Development of low-noise high value chromium silicide resistors for cryogenic detector applications Original Research Article

Extremely high sensitivity detectors, such as silicon bolometers are required in many NASA missions for detection of photons from the X-ray to the far infrared regions. Typically, these detectors are cooled to well below the liquid helium (LHe) temperature of 4.2 K to achieve the maximum detection performance. As photodetectors, they are generally operated with a load resistor and a pre-set bias voltage, which is coupled to the input gate of a source-follower field effect transistor (FET) circuit. It is imperative that the detector system signal-to-noise performance be limited by the noise of the detector and not by the noise of the external components. The load resistor value is selected to optimize the detector performance. These two criteria tend to be contradictory in that these detectors require load resistors in the hundreds of megaohms, which leads to a higher Johnson noise. Additionally, the physical size of the resistor must be small for device integration as required by such missions as the NASA High Resolution Airborne Wide-Band Camera instrument and the Submillimeter High-Angular Resolution Camera for the Caltech Submillimeter Observatory, both of which employ 384 detectors and resistors.

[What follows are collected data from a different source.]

PR #4224, opened 2025-06-13
Optimizes private key normalization

ahrav:
- **Overview:**  
  Implements a single-pass approach to normalize private key strings by replacing multiple escape and platform-specific sequences using a canonical mapping.  

Screenshot 2025-06-13 at 2 25 41 PM

### Benchmarks (I was mainly interested in the reduced allocations)
Screenshot 2025-06-13 at 2 23 58 PM

NOTE: I see the LDAP detector also causing memory issues. I'll tackle that one next in a separate PR.


shahzadhaider1 (approved):

pkg/detectors/privatekey/normalize.go
```diff
@@ -4,28 +4,66 @@ import (
...
+	}
+
+	// Canonicalize escape sequences in one pass.
+	raw = escapeReplacer.Replace(raw)
+
+	var result strings.Builder
+	result.Grow(len(raw))
+
+	// Normalize per-line whitespace and discard blank lines.
+	lines := strings.Split(raw, "\n")
```
camgunz, line 60: I can see how memory usage decreases by minimizing allocations because they have overhead, but I would guess a bigger source of memory usage is building a new array of the whole string here. If you change this loop to use `strings.Find` to iterate through the string line by line you can probably halve memory usage. It's more tedious and harder to read, but such is the nature of optimizing I guess.

kashifkhan0771 (approved):

PR #4226, opened 2025-06-14
[Draft] - Optimize LDAP detector to cap combinations

ahrav:
- **Overview:**  
  Updates the LDAP detector to improve performance and prevent a Cartesian product explosion during credential detection.

- **Key Changes:**  
  - Refactors pattern matching into high-confidence and proximity-based approaches to efficiently identify LDAP credentials.  
  - Implements normalization and deduplication of credentials to mitigate false positives when combining detected URI, username, and password fragments.  
  - Introduces a cap on evaluated combinations to prevent performance degradation on large inputs.  

- **Rationale:**  
  These improvements reduce the risk of running expensive nested loops over many potential matches, ensuring that the detector remains performant even with inputs that could trigger an N³ worst-case scenario. The changes also enhance reliability by normalizing credential components before verification.

We created this PR after a client's scanner experienced an OOM event. Memory profiling identified several code paths with excessive memory usage, this detector among them.

### memory profile
Screenshot 2025-06-13 at 2 25 41 PM

NOTE:This draft PR tests several methods to prevent the Cartesian-product explosion of results. Other approaches may exist, but these were the ones that I was able to think through.

### DIFF
--- a/pkg/detectors/ldap/ldap.go
+++ b/pkg/detectors/ldap/ldap.go
@@ -6,6 +6,7 @@ import (
 	"fmt"
 	"net"
 	"net/url"
+	"sort"
 	"strings"
 	"time"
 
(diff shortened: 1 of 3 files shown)


pkg/detectors/ldap/ldap.go
```diff
@@ -28,109 +29,419 @@ func init() {
...
+// verifyLDAP performs the minimal set of network operations required to
+// decide whether the credentials are valid:
+//
+//   - Plain LDAP   → Bind, optional STARTTLS + Bind
+//   - LDAPS (TLS)  → Bind over an opportunistically insecure TLS config.
+//
+// We purposefully set InsecureSkipVerify because scanners very often run
+// in environments where the target's certificate chain is not trusted.
+// The objective is simply to confirm that the credentials *could* be
+// used, not to validate the server's identity.
```
camgunz, line 443: I appreciate this comment! I wonder if we should make a ticket to... idk make this configurable? It seems not ideal to send a bunch of could-be-creds to an unverified server.

pkg/detectors/ldap/ldap_test.go
```diff
@@ -84,3 +85,111 @@ func TestLdap_Pattern(t *testing.T) {
...
+		t.Logf("detector returned %d results (cap %d) for %d×%d×%d input combinations",
+			got, maxResults, N, N, N)
+	}
+}
+
+// BenchmarkCartesianProductExplosion re-uses the same synthetic payload and
+// ensures that Scanner.FromData finishes in reasonable time/allocs despite
+// the N³ theoretical combination space.  This guards against accidental
+// performance regressions that would re-introduce the Cartesian explosion.
+func BenchmarkCartesianProductExplosion(b *testing.B) {
```
camgunz, line 145: I'm no Go benchmarking expert, but some suggestions:

- Do a context w/ a Deadline/Timeout
- It looks like the [BenchmarkResult type](https://pkg.go.dev/testing@go1.24.4#Benchmark) will let you pull out the allocs (etc.), maybe you wanna put in a tripwire of max allocs you're expecting. I guess this also then has to become a normal test, but maybe that's more of what you're looking for anyway.

pkg/detectors/ldap/ldap.go
```diff
@@ -28,109 +29,419 @@ func init() {
...
+	// end is the exclusive ending byte offset of Value in the original byte
+	// slice.
+	end int
+}
+
+// CredentialSet groups the three components—URI, username, and password—that
+// together may constitute a valid LDAP credential discovered in source code.
+// The zero value is not meaningful; instances are produced internally by
+// findOptimalCombinations.
+type CredentialSet struct {
```
camgunz, line 304: If this is internal you can keep it private if you want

We have designed, fabricated and characterized thin film resistors using a CrSi/TiW/Al metal system on optical quality quartz substrates. The resistor values range from 75 MΩ to over 650 MΩ and are Johnson noise limited to below LHe temperatures. The resistor film is sputtered with a sheet resistance ranging from 300 to 1600 Ω/□ and the processing sequence developed for these devices allows for chemically fine-tuning the sheet resistance in situ. The wafer fabrication process was of sufficiently high yield (>80%) providing clusters of good resistors for integrated multiple detector channels, a very important feature in the assembly of these two instruments.